### Items listed in a dataset

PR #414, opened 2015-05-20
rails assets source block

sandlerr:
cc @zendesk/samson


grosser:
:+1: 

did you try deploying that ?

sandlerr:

...

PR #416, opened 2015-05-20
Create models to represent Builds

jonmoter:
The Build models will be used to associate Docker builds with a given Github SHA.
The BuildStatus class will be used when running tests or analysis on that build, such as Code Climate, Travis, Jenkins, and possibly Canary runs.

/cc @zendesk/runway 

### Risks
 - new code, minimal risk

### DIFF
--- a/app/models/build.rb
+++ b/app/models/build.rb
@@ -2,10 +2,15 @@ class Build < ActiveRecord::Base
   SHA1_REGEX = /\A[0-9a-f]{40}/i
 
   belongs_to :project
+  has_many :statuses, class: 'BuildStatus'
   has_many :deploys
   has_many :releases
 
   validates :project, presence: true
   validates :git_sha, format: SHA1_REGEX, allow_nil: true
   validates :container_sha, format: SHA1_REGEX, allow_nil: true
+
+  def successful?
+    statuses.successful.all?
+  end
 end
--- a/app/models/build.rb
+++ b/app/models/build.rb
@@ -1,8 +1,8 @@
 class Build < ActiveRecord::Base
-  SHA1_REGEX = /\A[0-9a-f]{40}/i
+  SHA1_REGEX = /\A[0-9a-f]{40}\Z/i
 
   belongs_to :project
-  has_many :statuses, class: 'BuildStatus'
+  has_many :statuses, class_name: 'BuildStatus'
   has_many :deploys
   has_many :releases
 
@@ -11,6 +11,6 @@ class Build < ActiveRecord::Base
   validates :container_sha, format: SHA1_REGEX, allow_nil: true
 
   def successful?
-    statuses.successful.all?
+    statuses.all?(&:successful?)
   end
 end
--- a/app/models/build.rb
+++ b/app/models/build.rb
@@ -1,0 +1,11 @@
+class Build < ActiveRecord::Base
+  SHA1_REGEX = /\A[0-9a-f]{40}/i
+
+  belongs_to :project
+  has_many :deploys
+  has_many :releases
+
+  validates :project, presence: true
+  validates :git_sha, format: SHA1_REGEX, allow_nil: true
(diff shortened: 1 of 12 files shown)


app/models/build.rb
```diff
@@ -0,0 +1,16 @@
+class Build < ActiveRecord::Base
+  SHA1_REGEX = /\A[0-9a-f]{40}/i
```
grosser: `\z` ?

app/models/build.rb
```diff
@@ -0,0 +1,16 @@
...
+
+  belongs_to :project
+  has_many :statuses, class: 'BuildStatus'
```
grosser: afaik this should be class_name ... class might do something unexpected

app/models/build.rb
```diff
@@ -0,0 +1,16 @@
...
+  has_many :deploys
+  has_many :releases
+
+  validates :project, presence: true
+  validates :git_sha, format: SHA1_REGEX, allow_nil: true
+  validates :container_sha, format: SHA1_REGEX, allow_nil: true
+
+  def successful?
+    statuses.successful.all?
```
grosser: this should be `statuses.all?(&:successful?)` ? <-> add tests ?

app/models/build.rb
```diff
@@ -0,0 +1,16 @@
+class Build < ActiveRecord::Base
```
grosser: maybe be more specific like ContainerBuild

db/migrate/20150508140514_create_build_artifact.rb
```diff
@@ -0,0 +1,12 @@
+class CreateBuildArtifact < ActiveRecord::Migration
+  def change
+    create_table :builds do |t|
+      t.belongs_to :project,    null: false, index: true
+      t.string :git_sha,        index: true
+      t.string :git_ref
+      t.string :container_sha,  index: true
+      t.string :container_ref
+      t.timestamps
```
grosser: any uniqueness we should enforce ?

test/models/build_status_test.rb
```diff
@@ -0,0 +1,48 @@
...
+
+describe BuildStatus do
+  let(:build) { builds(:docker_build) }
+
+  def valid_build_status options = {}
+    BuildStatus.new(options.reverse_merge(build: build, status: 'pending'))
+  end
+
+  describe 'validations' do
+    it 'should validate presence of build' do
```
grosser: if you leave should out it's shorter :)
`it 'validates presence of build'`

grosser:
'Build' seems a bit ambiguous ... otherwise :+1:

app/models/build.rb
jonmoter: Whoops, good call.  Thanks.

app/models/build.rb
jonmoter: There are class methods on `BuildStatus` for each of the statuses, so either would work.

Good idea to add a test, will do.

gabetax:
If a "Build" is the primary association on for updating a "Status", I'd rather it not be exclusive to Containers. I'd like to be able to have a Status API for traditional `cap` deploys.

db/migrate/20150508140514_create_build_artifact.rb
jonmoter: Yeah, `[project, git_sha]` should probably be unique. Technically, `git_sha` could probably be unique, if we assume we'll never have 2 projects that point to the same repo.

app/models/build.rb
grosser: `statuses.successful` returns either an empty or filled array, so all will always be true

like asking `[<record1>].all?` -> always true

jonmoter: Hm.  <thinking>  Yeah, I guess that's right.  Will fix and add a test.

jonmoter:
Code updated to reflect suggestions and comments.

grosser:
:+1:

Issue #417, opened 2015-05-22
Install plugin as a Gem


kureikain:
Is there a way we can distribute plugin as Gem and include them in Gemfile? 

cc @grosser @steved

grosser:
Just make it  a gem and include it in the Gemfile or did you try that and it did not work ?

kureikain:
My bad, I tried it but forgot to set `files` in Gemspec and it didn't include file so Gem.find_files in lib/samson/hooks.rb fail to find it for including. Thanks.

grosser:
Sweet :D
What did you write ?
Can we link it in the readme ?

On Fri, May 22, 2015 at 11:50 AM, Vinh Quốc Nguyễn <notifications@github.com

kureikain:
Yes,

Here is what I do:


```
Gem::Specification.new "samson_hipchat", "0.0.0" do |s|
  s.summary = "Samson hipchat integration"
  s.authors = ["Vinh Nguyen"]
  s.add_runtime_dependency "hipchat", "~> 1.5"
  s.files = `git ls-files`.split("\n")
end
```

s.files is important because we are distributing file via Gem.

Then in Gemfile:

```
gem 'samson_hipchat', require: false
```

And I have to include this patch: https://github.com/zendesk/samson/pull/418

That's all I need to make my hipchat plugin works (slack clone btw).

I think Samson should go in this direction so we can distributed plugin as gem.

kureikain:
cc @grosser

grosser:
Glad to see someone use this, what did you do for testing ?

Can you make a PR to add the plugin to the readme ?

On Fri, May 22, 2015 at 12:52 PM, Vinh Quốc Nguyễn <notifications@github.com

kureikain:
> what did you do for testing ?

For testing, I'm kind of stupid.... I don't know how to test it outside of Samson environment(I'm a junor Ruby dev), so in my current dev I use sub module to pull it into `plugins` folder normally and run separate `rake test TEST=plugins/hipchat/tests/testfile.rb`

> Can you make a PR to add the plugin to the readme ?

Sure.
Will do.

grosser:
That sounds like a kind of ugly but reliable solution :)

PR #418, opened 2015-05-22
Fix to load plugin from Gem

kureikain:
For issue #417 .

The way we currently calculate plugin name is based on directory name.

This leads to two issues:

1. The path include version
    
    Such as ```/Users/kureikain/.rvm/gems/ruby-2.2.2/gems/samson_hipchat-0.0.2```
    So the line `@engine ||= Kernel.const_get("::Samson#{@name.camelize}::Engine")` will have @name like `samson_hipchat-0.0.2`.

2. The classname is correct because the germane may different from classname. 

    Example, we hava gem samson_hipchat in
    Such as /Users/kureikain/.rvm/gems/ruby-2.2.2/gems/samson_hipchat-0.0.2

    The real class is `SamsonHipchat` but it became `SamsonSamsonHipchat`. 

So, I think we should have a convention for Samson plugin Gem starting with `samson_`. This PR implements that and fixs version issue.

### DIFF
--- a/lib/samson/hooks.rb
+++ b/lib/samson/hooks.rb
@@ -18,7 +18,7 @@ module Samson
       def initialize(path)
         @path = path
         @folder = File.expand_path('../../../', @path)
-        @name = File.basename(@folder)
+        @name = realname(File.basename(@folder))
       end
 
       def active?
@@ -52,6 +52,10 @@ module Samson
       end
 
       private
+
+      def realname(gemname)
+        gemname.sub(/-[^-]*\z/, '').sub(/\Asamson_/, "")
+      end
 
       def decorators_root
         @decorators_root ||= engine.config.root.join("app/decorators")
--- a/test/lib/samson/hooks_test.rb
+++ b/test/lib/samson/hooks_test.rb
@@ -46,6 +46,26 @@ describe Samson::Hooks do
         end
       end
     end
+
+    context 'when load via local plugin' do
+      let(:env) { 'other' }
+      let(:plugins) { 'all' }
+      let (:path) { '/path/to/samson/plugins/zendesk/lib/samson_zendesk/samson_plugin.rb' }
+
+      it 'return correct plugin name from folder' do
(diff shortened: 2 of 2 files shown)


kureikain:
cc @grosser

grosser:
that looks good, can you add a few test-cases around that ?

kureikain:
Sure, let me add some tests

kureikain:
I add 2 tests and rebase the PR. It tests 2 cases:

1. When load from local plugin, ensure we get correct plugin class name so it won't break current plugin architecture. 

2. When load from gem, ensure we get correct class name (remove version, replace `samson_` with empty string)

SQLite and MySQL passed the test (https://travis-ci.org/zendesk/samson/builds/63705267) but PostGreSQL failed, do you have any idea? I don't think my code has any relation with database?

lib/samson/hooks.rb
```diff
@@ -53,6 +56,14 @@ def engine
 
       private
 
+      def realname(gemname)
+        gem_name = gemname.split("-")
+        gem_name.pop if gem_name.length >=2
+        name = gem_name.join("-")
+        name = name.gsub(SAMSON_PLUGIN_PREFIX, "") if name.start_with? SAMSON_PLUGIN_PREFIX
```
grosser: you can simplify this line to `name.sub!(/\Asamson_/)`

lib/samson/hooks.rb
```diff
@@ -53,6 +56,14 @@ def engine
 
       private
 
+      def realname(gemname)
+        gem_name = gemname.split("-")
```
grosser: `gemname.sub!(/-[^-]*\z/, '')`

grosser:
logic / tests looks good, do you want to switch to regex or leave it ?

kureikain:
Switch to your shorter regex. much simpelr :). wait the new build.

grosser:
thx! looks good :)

### What to produce
Each line that holds the string "Quốc" is to be copied from the entries above.

### Task solution
On Fri, May 22, 2015 at 11:50 AM, Vinh Quốc Nguyễn <notifications@github.com
On Fri, May 22, 2015 at 12:52 PM, Vinh Quốc Nguyễn <notifications@github.com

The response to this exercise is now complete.